# Question about Gesso



## kauldron (Oct 17, 2011)

I was at the craft store yesterday and I was looking for Mod Podge but couldn't seem to find any. I did find a bunch of stuff called Gesso in the paint and canvas area. I guess artists use it on canvas as a prep but what I am wondering is can it be used like Mod Podge? I am wanting to make a set of old, spooky books for my mantle. This stuff goes for $35 a gallon and I didn't want to buy it then find out it doesn't work right. Has anyone ever used it before?


----------



## Headless (Sep 4, 2011)

I think you will find that not all gesso dries clear. So that would be something I would check first.


----------



## kauldron (Oct 17, 2011)

Hmmm....maybe I am confused. I haven't tried a book project yet but what I have seen on tutorials is people covering their projects in a type of white coating, which I thought was Mod Podge, before they began painting. It was some type of texture that kind of evened out the lines and cracks.


----------



## DreadKnightswife (Oct 16, 2011)

Modpodge can be used to stick items to something then painted over the top to protect it.

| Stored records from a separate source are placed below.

PR #26084, opened 2021-02-13
Core/Auras: Implemented aura to increase armor by percentage of primary stat

matanshukry:
**Changes proposed:**

-  Implemented aura to increase armor by percentage of primary stat

- [ ] 3.3.5
- [x] master

**Issues addressed:**

**Tests performed:**

- [x] It builds
- [x] Tested in-game

### DIFF
--- a/src/server/game/Entities/Player/Player.cpp
+++ b/src/server/game/Entities/Player/Player.cpp
@@ -7740,7 +7740,7 @@ void Player::_ApplyItemBonuses(Item* item, uint8 slot, bool apply)
 
     if (uint32 armor = proto->GetArmor(itemLevel))
     {
-        HandleStatFlatModifier(UNIT_MOD_ARMOR, BASE_VALUE, float(armor), apply);
+        HandleStatFlatModifier(UNIT_MOD_ARMOR, TOTAL_VALUE, float(armor), apply);
         if (proto->GetClass() == ITEM_CLASS_ARMOR && proto->GetSubClass() == ITEM_SUBCLASS_ARMOR_SHIELD)
             SetUpdateFieldValue(m_values.ModifyValue(&Player::m_activePlayerData).ModifyValue(&UF::ActivePlayerData::ShieldBlock), apply ? int32(armor * 2.5f) : 0);
     }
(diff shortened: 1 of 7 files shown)


src/server/game/Spells/Auras/SpellAuraEffects.cpp
```diff
@@ -6403,6 +6403,24 @@ void AuraEffect::HandleBattlegroundPlayerPosition(AuraApplication const* aurApp,
...
+
+    // only players have primary stats
+    Player* player = aurApp->GetTarget()->ToPlayer();
+    if (!player)
+        return;
+
+    Stats primaryStat = player->GetPrimaryStats();
+    int32 armorAmount = CalculatePct(player->GetStat(primaryStat), GetAmount());
+    if (apply)
+        for (uint8 x = SPELL_SCHOOL_NORMAL; x < MAX_SPELL_SCHOOL; ++x)
```
Shauren, line 6420: This implementation is incorrect/incomplete for two reasons
* Armor is UNIT_MOD_ARMOR, not UNIT_MOD_RESISTANCE_*
* Armor bonus must update dynamically when stats change - requires calling UpdateArmor() in Player::UpdateStats and moving this calculation inside UpdateArmor() (StatSystem.cpp)
* The stat to use is  `MiscValueA != -2 ? Stats(MiscValueA) : player->GetPrimaryStats()`

src/server/game/Entities/Player/Player.cpp
```diff
@@ -28867,3 +28867,34 @@ uint8 Player::GetItemLimitCategoryQuantity(ItemLimitCategoryEntry const* limitEn
 
     return limit;
 }
+
+Stats Player::GetPrimaryStats() const
+{
+    switch (getClass())
```
Shauren, line 28873: I will provide a better implementation for this function that does not hardcode classes and specializations

Shauren (changes requested):

src/server/game/Spells/Auras/SpellAuraEffects.cpp
matanshukry: Those are 3 reasons

matanshukry: Verify I did it correctly, but know tihs:

The client doesn't seem to get the updated armor. When looking on the character window, with equipment and stats, armor is always 5, even when ironfur is on and it adds around 180 armor.

I also verified the armor is being added in the server by debugging an attack.

Shauren: Not good, it should be showing up on client

matanshukry: Found the issue, sort of. Seems like the client can only see the `Resistances` and not the `BonusResistanceMods`.
Also, specifically with `IronFur` which has this effect it will update the `Resistances`.

I've changed the PR to reflect that, so that `SPELL_AURA_MOD_ARMOR_PCT_FROM_STAT` will now affect baseValue rather than totalValue.

Shauren (approved):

There is indoor ans outdoor modpodge, something I discovered the hard way. I don't know what gesso is but I don't believe it was modpodge they were using to fill cracksn unless they were using it to fill cracks to preserve them.


----------



## Pumpkin5 (Aug 8, 2010)

:jol: Gesso is used as a primer for canvas so that you can use acrylic or oil paints on the canvas. I have used Gesso to prepare fabric for acrylic paints, when I made some Steampunk crows. You will still need to follow up with a sealer of some kind, but it does kind of "fill in" imperfections in what you are painting on top of. I used the typical white gesso, and it worked fine, but there are "clear" gessos according to the "interweb" that you can use to thin acrylic paint with.  Hope that helps.


----------



## kauldron (Oct 17, 2011)

Thanks DKW and thanks P5, I think I am going to give it a shot, when I get around to it. I'll let everyone know how it turns out. The other product I was trying to come up with was Jaxsan, thanks Bascombe, but the gesso may work the same way. I'm gonna pick up a small bottle to try out first.


----------